Question from Karen:
I live in a coastal town in California. My house is about five blocks from the ocean in a canyon that runs east west. Two years ago my then twelve-year-old daughter asked for a pomegranate tree for Christmas. That is all she wanted. We got one and planted it in our back yard. It is now three years old has never born fruit. My daughter is asking when it will bear fruit.
Answer from Pat:
Pomegranates will grow and bear fruit in Sunset Zone 24 where you probably live but they need full sun. If you live in an east-west canyon your tree is perhaps not getting enough sun to bear flowers. Another possibility is that you did not get a fruiting variety and another is that you planted it in a lawn. There are several fine varieties of pomegranate. ‘Wonderful’ is the best known, but also make sure that you didn’t purchase an ornamental tree or bush grown only for its flowers. If you have a proper fruiting variety but it has not born fruit there are several possible reasons.
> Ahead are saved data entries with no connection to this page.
PR #127, opened 2019-04-25
1097 5 update mainscss to not output double styling

richardLuko:
## Feature Description
We were not using origami styles as they should be used. This PR fixes our usage by minimising component duplication in final css. I was able to reduce oTypographySans and oTypographySerif usage

## Link to Ticket / Card:
https://trello.com/c/G1HP59O2/1097-5-update-mainscss-to-not-output-double-styling
## Screenshots:
Screenshot 2019-04-25 at 15 29 32

### DIFF
--- a/main.scss
+++ b/main.scss
@@ -41,8 +41,7 @@
 			padding: 0;
 		}
 
-		&--reduced-padding-custom-margin {
-			padding: 0;
+		&--subscription-confirmation {
 			margin: oTypographySpacingSize(4) 0 oTypographySpacingSize(2);
 		}
 	}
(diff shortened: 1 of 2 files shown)


main.scss
```diff
@@ -34,13 +34,16 @@
...
 		padding: oTypographySpacingSize(4) 0;
 		margin: 0;
 
 		&--reduced-padding {
-			@include oTypographySans(1);
-			padding: oTypographySpacingSize(0) 0;
+			padding: 0;
+		}
+
+		&--reduced-padding-custom-margin {
```
liamkeaton: To make these more reusable you can stack up modifiers on the element. If you call this `&--custom-margin` when using on the HTML you can do this -

```html
<div class="ncf__paragraph ncf__paragraph--reduced-padding ncf__paragraph--custom-margin">
```

richardLuko: That is good to know! Thanks Liam ;)

richardLuko: done ;)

First, the pomegranate might be getting too much nitrogen and not enough bloom ingredients.This can happen if it’s growing in a lawn. Secondly, pomegranates are native to hot dry climates and will grow and even thrive with little attention even in alkaline soil but they need a hot spot. Some varieties will get mildew near the coast and if in too much shade. Sometimes people live in a canyon and don’t even notice that their garden may be in shade all winter long or at least for most of the day. When the sun is far south as in winter the sun may be hidden behind the canyon wall to the south of your garden, plus other houses and trees higher on the hill may be casting a shadow on your garden. In summer the shadows may come from trees or houses or fences to the east, west, and north. So pay attention to where the shadows are in your garden when planning where to put a pomegranate. Full sun means six hours of sun a day.
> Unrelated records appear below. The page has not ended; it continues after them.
PR #129, opened 2019-04-26
Add renderCallback to zuora util

remybach:
🐿 v2.12.3

Also sneaking in a cheeky loader fix 😬

## Feature Description

The hostedPaymentPageCallback wasn't working and I found out about the `runAfterRender` function. I figure it's a more useful event to be binding to anyway.

### DIFF
--- a/partials/loader.html
+++ b/partials/loader.html
@@ -5,10 +5,10 @@
 				{{ title }}
 			</div>
 		{{/if}}
-		{{#if @partial-block}}
 		<div class="ncf__loader__content__main">
-			{{> @partial-block }}
+			{{#if @partial-block}}
+				{{> @partial-block }}
+			{{/if}}
 		</div>
-		{{/if}}
 	</div>
 </div>
--- a/utils/zuora.js
+++ b/utils/zuora.js
@@ -33,20 +33,23 @@ class Zuora {
 	 * error messages.
 	 * @param {Object} params Parameters for customizing this Payment Pages 2.0 form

Despite this problem we might be able to find a way to make your pomegranate bloom. First, in January or early February as the tree begins to put out a few new leaves, go all over the tree and prune off the tips. If it has not grown much, just clip off the outer four to six inches or less. Go all over the tree and cut a few inches off each branch to make it put out new wood. But if the tree is vigorous already, then cut back a foot or two all over to make it branch and be bushier. This is because pomegranates only bear on new wood. One really should prune a pomegranate for the first three years of its life to get it to branch and put out new growth. I doubt you have done than in the past, but now by pruning in late winter (late January or early February) just as the plant begins to grow and put out new tip growth you can correct the problem and make it put out new wood. You want it to be bushy.
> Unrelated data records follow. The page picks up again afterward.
PR #130, opened 2019-04-26
Remove disabled submit button

liamkeaton:
## Feature Description
After talking to Origami it seems disabling the submit button is not a great user experience. This stops the disabling of the submit button and exposes the validateForm method from oForms so that next-subscribe can do it's magic...

## Link to Ticket / Card:
https://trello.com/c/tUrGMboj/1128-1-payment-page-apple-pay-become-a-subscriber-cta-never-enabled

### DIFF
--- a/tests/utils/validation.spec.js
+++ b/tests/utils/validation.spec.js
@@ -18,17 +18,14 @@ describe('Validation', () => {
 	let document;
 	let formElement;
 	let requiredElListener;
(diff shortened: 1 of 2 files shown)


CourtneyLO:
Is there any case where we would want to disable the submit button?

liamkeaton:
@CourtneyLO possibly but we can enable that in future if the need arises.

Secondly, immediately after pruning, feed it with an organic fertilizer high in bloom ingredients and little nitrogen. This means the first number (nitrogen) should be low and the second number (phosphorus) and third number (potassium) should be very high, 2-10-10 is an example. After fertilizing water the fertilizer inot the ground. If your tree is growing well already showing that it is getting plenty of nitrogen, then just fertilize with two cups of bonemeal and half a cup of Sul-Po-Mag at this time of year. Sprinkle these over the roots and use a cultivator to gently till into the soil under the tree so you don’t harm roots, then cover with mulch or compost. After fertilizing and mulching water the fertilizer into the ground. Feed the tree in January with this high bloom formula. In February fertilize again with an organic fertilizer for citrus and avocado, such as 4-6-6. If you can, push the mulch aside, put the fertilizer under the mulch all around the drip line of the tree (under branch tips) and then replace the mulch and water unless rains are adequate. Another option for fertilizing is to get a bag of seabird guano and feed with this. This will take care of all the needs of the plant. Follow package directions and water it into the ground. (When fertilizer is placed on top of mulch you need to use more of it since some will be absorbed by the mulch.)
Thirdly, you didn’t state whether the tree blooms. If the tree bloomed but bore no fruit, there probably were no bees in your garden when it bloomed. If there are no native or domestic bees or other insects the flowers won’t be pollinated and won’t become fruits. So when your the tree blooms in spring, take a sable paint brush and pollinate all the flowers. Just play like a bee and go from flower to flower spreading the pollen from one to another. Sometimes people use a feather duster for this job but a paintbrush is better. You don’t need a second pomegranate tree. Pomegranates are self-fruitful but the blossoms must be pollinated for it to bear fruit. Since the tree belongs to your daughter it will work best to have her do this job so she gets the tree to bloom. If she is part of all these processes: Pruning to stimulate tip growth, fertilizing for high bloom, and pollinating and if all these steps result in fruit, your daughter will have a genuine feeling of accomplishment from the experience. If none of this works the tree must be in too much shade, but I hope it works!